The greatness of Gene Pitney is unmatched. Al Kooper was at Pitney's first Brill Building audition, and called him the most talented person he'd ever seen. Not only did Pitney have an incredible voice, he was as good as any songwriter in America or England. He of course wrote many of his own great hits like "Love My Life Away" and "Hello Mary Lou." But you may not know that he also wrote the incredible "He's A Rebel" by the Chiffons, and "Rubber Ball" by Bobby Vee. His covers were unbelieveablly great. No one did more justice to a Burt Bacharach rocker. "24 Hours to Tulsa" and "Liberty Valence" are as solid in the Bacharach pocket as anything by Dionne Warwick.

The great tragedy is that he never wound up doing any of the great songs Joe South wrote for him -- like "Down in the Boondocks" and "I Knew You When -- which were demoed by somewhat sound-alike Billy Joe Royal, and later released as Royal singles. Imagine what Pitney could have done with those!

What a giant. What a genius. What a waste that album makers in his heyday packed their product with filler, so that his considerable LP output is fairly undistinguished.

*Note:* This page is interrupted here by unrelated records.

PR #3563, opened 2025-07-21
 kafka: schema registry migrate the subject compatibility level

mmatczuk:


mihaitodor (commented):
Hey @mmatczuk, thank you so much for jumping on this one! Unfortunately it fell off the rails last week... The code looks great!

I think there's one more edge case which I think needs to be addressed: After the existing schemas have been copied over and the `redpanda_migrator` output starts writing message, it's possible that new schemas get added in the source cluster. In that case, the `redpanda_migrator` output gets a message containing a schema ID which it doesn't have in the `schemaIDCache`, so then it calls `srOutput.GetDestinationSchemaID()`. However, this method uses a backchannel to the `schema_registry` input to fetch info about this new schema ID and then it calls `getOrCreateSchemaID()`, bypassing `maybeUpdateCompatibilityLevel()`.

mmatczuk:
This is quite weird, it's a different implementation, that does not take into account the interpolation.

mihaitodor:
I know... But this is the best I could think of without having the output tell the `schema_registry` input to generate more messages and then somehow wait for those to be written.

One more thing to check: Right now, `getOrCreateSchemaID` can lead to extra subjects being created if the schema has references which are associated with other subjects. In that case, I believe `maybeUpdateCompatibilityLevel` isn't called for those subjects.

internal/impl/confluent/sr/client.go
```diff
@@ -223,3 +224,65 @@ func (c *Client) walkReferencesTracked(ctx context.Context, seen map[string]int,
...
 }
+
+// CompatibilityLevelUnknown is used when the compatibility level of a subject
+// could not be determined.
+const CompatibilityLevelUnknown = sr.CompatibilityLevel(0)
+
+// GetCompatibilityLevel returns the compatibility level of the given subjects.
+//
+// If the client could not query the compatibility level for a subject (i.e. due
+// to a network error) the subject is associated with the
```
josephwoodward:
```suggestion
// to a network error), the subject is associated with the
```

internal/impl/confluent/sr/client.go
```diff
@@ -223,3 +224,65 @@ func (c *Client) walkReferencesTracked(ctx context.Context, seen map[string]int,
 	}
 	return nil
 }
+
+// CompatibilityLevelUnknown is used when the compatibility level of a subject
+// could not be determined.
+const CompatibilityLevelUnknown = sr.CompatibilityLevel(0)
+
+// GetCompatibilityLevel returns the compatibility level of the given subjects.
```
josephwoodward, line 232:
```suggestion
// GetCompatibilityLevel returns the compatibility level of the given subject(s).
```

internal/impl/confluent/sr/client.go
```diff
@@ -223,3 +224,65 @@ func (c *Client) walkReferencesTracked(ctx context.Context, seen map[string]int,
...
+		} else {
+			levels[i] = res.Level
+		}
+	}
+
+	return levels
+}
+
+// UpdateCompatibilityLevel updates the compatibility level of a subject if it
+// differs from the given `level`. If the `level` is `CompatibilityLevelUnknown`
```
josephwoodward:
```suggestion
// differs from the given `level`. If the `level` is `CompatibilityLevelUnknown`,
```

internal/impl/kafka/output_schema_registry.go
```diff
@@ -288,10 +343,18 @@ func (o *schemaRegistryOutput) GetDestinationSchemaID(ctx context.Context, id in
 		return -1, fmt.Errorf("no subjects found for schema ID %d", id)
 	}
 
-	// Register the schema with all the subjects it's associated with in the source Schema Registry. Each call should
-	// return the same destination schema ID.
+	// Register the schema with all the subjects it's associated with in the
+	// source Schema Registry. Each call should return the same destination schema ID.
 	var destinationID int
 	for _, subject := range schemaSubjects {
+		// Update compatibility level for the subject before creating the schema.		// the schema
```
josephwoodward:
```suggestion
		// Update compatibility level for the subject before creating the schema.
```

josephwoodward (approved):

Jeffail (approved):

But those hits! Phew. "Yesterday's Hero!" Or how about "I'm Gonna Be Strong," with that incredible build... and that chill-inducing last note. Oh-oh-oh -- "I Must be Seeing Things" -- Pitney's Al Kooper original. What a hook! I'm so sad it's all passed...
posted by Faze at 11:23 AM on April 5, 2006


Only love can break a heart, only love can mend it again.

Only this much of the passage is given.